GM develops cylinder deactivation technology to quickly reduce fuel consumption

    GM expects to launch a more advanced rapid cylinder deactivation system within five years that will revolutionize the engine and enable internal combustion engines to fire based on cylinder needs.

    With Dynamic Skip Firing (DSF) technology, a V-8 SUV like the GMC Yukon Denali can achieve smooth cruising at highway speeds with just two cylinders firing, which improves fuel economy by 21 percent and significantly reduces CO2 emissions.

    Tula Technology, a Silicon Valley software company in the United States, is responsible for developing the algorithms for designing DSF technology. GM and Delphi have invested in Tula Technology and are working with the company to jointly develop the technology and introduce it into the automotive market.

    Delphi CTO said that the first models using DSF technology are expected to hit the road in 2020.

working principle

    Traditional cylinder deactivation systems usually work in the following way: V-8 engines shut down four cylinders, and V-6 engines shut down two or three cylinders. DSF keeps all cylinders active and makes dynamic firing decisions for each cylinder continuously at any time. This also allows the engine to maintain a reasonable operating temperature and run smoothly.

    Another major difference is the way the engine's throttle system is managed: gasoline engines use a butterfly valve at the throttle body to regulate the amount of air entering the intake manifold. The butterfly valve is usually closed, which also requires the engine to do more work to complete the intake operation. DSF can keep the throttle fully open and control the engine's power by changing the number of cylinders.

    When the engine needs higher power output and greater torque, it means that the accelerator pedal needs to be stepped on more, and a higher proportion of cylinders need to be fired. DSF technology is similar to achieving variable displacement through software functions.

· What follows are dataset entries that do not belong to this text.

PR #129, opened 2021-02-23
Don't specify consistency, bump version to v0.6.1

### LINKED ISSUE #124: Objects lacking md5 sum will fail to download
Not all GCS objects are guaranteed to have md5 hashes. In particular, composite objects will lack them: https://cloud.google.com/storage/docs/composite-objects#metadata.

So, using the `consistency='md5'` flag can resulting in failing downloads during `write_run_directory` if one of the assets is a GCS object without an `md5` hash. We should probably use a more relaxed check like `consistency='size'` or just remove it entirely.

https://github.com/VulcanClimateModeling/fv3config/blob/945d87c773f530ddeca9d2af4554cc0d3bc9fc7f/fv3config/filesystem.py#L36

Related: #70 dask/gcsfs#338

oliverwm1:
To allow provisioning of composite GCS objects, remove `consistency` kwarg from the `fsspec.filesystem` call.

Consistency can still be configured for gcsfs by setting environmental variables.

Since this is a small change, I did an fv3config version bump with the PR.

Resolves #124


nbren12 (approved):

nbren12:
I'm not sure why jenkins is failing. It looks like it succeeded? @ofuhrer?

ofuhrer:
Poor Jenkins seems to trip on `validate_http_response` on the GCP instances, see also... https://jenkins.ginko.ch/job/fv3config_PR/slave=gce-cpu/82/console

Does that ring a 🔔? I've relaunched in the meantime just to see if this was a hicups...

image

ofuhrer:
launch jenkins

    A V-8 SUV only needs about 30 horsepower to cruise smoothly at highway speeds, and in this case, DSF technology shuts down six cylinders, improving fuel economy by 21% according to EPA testing standards.

    Engineers demonstrated DSF technology on a GMC Yukon Denali equipped with a 6.2-liter V-8 engine. When the car is at idle, once the acceleration operation is taken, the eight cylinders of the engine work normally and the vehicle operates normally; once the driver's foot is lifted from the accelerator pedal, the number of ignition cylinders begins to decrease. When the speed is maintained at 65 miles per hour, only two cylinders work, but it produces unnecessary noise or vibration. When the driver pursues power and needs to accelerate, the other six cylinders are activated without any hysteresis or other negative effects.

Improvements and upgrades

    The DSF is suitable for all types and sizes of petrol engines, overhead cam or pushrod, whether in horizontally opposed V or inline L layout, and is also compatible with engines with four or more cylinders.

    DSF also uses a variety of cylinder deactivation hardware that has been developed. For example, on GM's engines equipped with Active Fuel Management, cylinder deactivation is achieved by cutting off the flow of fuel to the valve lifters. On a traditional 16-valve V-8 engine, only eight valves have specific lifters to allow cylinder deactivation. With DSF technology, all 16 valves require specific valve lifters.

    Engineers have previously summarized two advantages of DSF technology: First, fuel economy is improved by eliminating pumping losses and optimizing combustion. Each engine speed corresponds to an optimal thermal efficiency value, and minimizing pumping losses can increase the power load of a throttled engine. During the combustion process, the engine combustion system may be optimized to adapt to the vehicle's operating conditions. Therefore, once the intake/exhaust valves are properly adjusted, inactive cylinders will not pump air into the engine, allowing the three-way catalyst technology to fully function.

    Second, effectively control vibration and noise. In conventional engine throttling operation, the excitation spectrum is closely related to the engine speed, and the vibration amplitude is also determined by the throttling. Using DSF technology, the torque of the vehicle powertrain can be changed, thereby solving noise, vibration and harshness (NVH) problems in a flexible and systematic way.